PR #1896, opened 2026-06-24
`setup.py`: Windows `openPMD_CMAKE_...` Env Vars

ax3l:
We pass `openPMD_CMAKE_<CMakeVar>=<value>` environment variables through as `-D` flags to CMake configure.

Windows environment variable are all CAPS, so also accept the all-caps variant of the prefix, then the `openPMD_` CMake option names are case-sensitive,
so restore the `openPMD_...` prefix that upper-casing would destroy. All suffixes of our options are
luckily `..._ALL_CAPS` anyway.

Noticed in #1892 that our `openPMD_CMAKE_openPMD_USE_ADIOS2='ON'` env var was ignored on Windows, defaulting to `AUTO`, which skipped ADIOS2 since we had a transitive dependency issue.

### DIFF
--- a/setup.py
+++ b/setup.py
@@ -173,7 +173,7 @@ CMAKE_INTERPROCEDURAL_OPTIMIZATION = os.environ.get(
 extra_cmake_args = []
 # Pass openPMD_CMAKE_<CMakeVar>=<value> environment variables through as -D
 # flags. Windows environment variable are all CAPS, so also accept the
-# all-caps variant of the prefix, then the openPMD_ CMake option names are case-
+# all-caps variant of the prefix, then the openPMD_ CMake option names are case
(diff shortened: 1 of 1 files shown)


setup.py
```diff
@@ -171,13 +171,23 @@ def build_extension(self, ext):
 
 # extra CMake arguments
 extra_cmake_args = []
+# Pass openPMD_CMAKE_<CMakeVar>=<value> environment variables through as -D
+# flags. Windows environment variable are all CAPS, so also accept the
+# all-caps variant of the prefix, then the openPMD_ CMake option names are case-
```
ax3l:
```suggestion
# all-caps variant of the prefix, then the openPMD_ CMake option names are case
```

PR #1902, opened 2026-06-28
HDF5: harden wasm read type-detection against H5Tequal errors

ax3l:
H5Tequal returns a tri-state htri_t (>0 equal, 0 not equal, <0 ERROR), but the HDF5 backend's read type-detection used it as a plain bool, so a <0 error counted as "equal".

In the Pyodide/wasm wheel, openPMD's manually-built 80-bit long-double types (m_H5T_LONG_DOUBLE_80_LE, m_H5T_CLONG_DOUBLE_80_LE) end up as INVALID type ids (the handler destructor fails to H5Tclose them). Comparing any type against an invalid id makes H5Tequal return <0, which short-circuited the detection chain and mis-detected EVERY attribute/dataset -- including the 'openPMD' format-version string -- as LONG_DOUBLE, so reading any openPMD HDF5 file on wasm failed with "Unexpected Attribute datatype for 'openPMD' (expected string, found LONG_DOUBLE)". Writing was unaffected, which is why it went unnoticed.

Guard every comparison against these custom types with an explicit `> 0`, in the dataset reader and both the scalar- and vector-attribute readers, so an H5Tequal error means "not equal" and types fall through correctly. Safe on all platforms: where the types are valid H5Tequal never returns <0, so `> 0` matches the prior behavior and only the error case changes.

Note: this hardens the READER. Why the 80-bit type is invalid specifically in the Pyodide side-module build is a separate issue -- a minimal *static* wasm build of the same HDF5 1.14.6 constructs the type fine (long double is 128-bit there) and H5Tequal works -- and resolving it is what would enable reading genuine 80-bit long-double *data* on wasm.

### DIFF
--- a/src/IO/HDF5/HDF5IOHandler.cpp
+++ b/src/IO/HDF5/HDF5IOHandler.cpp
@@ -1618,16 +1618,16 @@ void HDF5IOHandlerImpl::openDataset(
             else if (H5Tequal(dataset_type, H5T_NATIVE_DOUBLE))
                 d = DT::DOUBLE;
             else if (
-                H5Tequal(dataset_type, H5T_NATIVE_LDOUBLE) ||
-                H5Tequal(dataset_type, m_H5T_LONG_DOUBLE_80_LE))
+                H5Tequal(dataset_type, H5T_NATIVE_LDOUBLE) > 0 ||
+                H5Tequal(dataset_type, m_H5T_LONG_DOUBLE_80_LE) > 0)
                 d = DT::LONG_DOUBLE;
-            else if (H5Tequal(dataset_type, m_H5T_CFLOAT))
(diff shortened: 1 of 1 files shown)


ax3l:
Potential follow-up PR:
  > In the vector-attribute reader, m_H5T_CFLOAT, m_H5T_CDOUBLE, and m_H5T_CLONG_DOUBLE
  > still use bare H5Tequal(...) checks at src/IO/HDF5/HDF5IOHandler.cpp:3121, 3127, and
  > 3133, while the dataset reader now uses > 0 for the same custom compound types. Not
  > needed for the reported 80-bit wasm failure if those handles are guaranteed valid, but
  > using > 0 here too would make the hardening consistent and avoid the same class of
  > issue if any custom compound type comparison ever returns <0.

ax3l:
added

■ ■ ■ ■

[Problem to solve]
Identify the lines in the records above that contain the word "setup", then state how many there are and nothing more.

[Reply]
4